The men retreat in chaos; but the Winter General sound,
Plants his sacred herald, into the frozen ground;
And all the British charge him, too many men to count,
And in a cloud of muskets, they fire upon his mount.

As the powder rises slowly, all view in disbelief,
The Winter General mounted in ominous relief!
And he spurs his trailing soldiers: “Parade along with me!”
And with resounding volleys, the British break and flee.

Now all the nation rallies to the Winter General’s side,
From Delaware’s devotion to Boston’s boundless pride;
In years to come this triumph will live in epic lays,
And lift our Nation’s Spirit, until the end of days.
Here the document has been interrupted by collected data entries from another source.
PR #79, opened 2025-08-23
Feature/guild system

Hucaru:
- Added guild system #40 
- Improved party system cross channel. Slight bug where channel might not send party member party packet on login.

guild_1
guild_2
guild_3


channel/commands.go
```diff
@@ -763,14 +848,73 @@ func (server *Server) gmCommand(conn mnet.Client, msg string) {
...
+			conn.Send(packetMessageRedText(err.Error()))
+			return
+		}
+
+		if plr.guild != nil {
+			conn.Send(packetMessageRedText("Already in a guild"))
+			return
+		}
+
+		_ = guildName
```
ErwinsExpertise: Why is this inline? Is this supposed to actually create a guild?

channel/handlers.go
```diff
@@ -2593,14 +2669,317 @@ func (server Server) roomWindow(conn mnet.Client, reader mpacket.Reader) {
...
 	default:
 		log.Println("Unknown room operation", operation)
 	}
 }
 
+func (server *Server) guildManagement(conn mnet.Client, reader mpacket.Reader) {
+	op := reader.ReadByte()
+
+	switch op {
+	case 0x02: // create guild name dialogue
```
ErwinsExpertise: It would be a lot cleaner, and easier to read if these opcodes were constants in a central place.

channel/commands.go
Hucaru: Ah good catch, this whole command is useless as is. I will change it to just start the guild npc

channel/handlers.go
Hucaru: Done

And with their numbers swelling, they march to Morristown,
As Lady Winter enters, dressed in her snowy gown;
They join with the militia, embedded in the war,
And push the flailing British back towards the shore.

Cornwallis, bruised and beaten, his troops in disarray,
Hobbles to New Brunswick, a hundred miles away,
Where Loyalists are welcomed to pay their tax for tea,
And bow before a sovereign, and hail his sovereignty.

Cornwallis offers incense to his idols of revenge,
And marches from New Brunswick, New England to impinge;
But reaching Saratoga, he’s saddened by the Fates,
And suffers degradation, beneath the arms of Gates.

The menace hides in Philly; while the General hunkers down,
At Valley Forge, for winter, a military town,
Built with sodden shelters, and framed with fallen trees,
And with inoculations, they govern new disease.

But then the nation’s birthplace, Cornwallis ravages,
So Washington digs out, to hunt the savages;
He corners them at Monmouth, and with his biggest guns,
Blasts the British hellions back to cold Saint Johns.

Now on the cold Atlantic, the French are sailing ships,
To war upon the British, to conquer and eclipse,
To aide the birth of freedom, and get a better taste,
Of Liberty’s rich harvest, Her many blessings graced.

And so the British Sovereign and Parliament relent,
And to the winds of history consign their ill-intent,
But fifty thousand soldiers have perished in the war,
To beckon greater service, the union to restore.

The Continental Congress convenes and without pause,
Signs the Constitution, to house our civil laws,
And by the General’s fireside, the General’s time is spent,
Until he is encouraged to serve as President.

Two solid terms he labors, achieving many goals,
For which our grateful nation, the best of lands, extols,
And earning the respect of gentlemen and knaves,
He settles down to leisure, and liberates his slaves.

Now of this fateful battle, and Father of our nation,
Who trampled many foes, and overcame temptation,
And of the dignity, of our Immortal Dead,
Who served the Winter General, let so much be said.